> Your instructions
Give every line from the entries that contains "coverage".

Start of Supplied records

Issue #1368, opened 2026-08-19
Proxy client config writers have no test coverage


murdore:
Found while auditing proxy CLI coverage at v11.2.3 (`8728bbb3`).

## Problem

The three client config writers in `src/cli/commands/proxy.ts` — `setClaudeProxySettings` (`:625`), `setOpenCodeProxySettings` (`:734`), `setCodexProxySettings` (`:922`), and their three paired `clear*` functions — have **zero** automated coverage.

`grep -rn "setOpenCodeProxySettings\|getOpenCodeConfigDir\|clearOpenCodeProxySettings" test/ src/` matches only `proxy.ts` itself. `grep -rli opencode test/` finds only two unused data fixtures (`test/fixtures/opencode-local-proxy.json`, `test/fixtures/opencode-local-proxy-openai-route.json`). `test/continuous-test-suite-proxy.ts` has no occurrence of `opencode`.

End of Supplied records

> Completed task
Proxy client config writers have no test coverage
Found while auditing proxy CLI coverage at v11.2.3 (`8728bbb3`).
The three client config writers in `src/cli/commands/proxy.ts` — `setClaudeProxySettings` (`:625`), `setOpenCodeProxySettings` (`:734`), `setCodexProxySettings` (`:922`), and their three paired `clear*` functions — have **zero** automated coverage.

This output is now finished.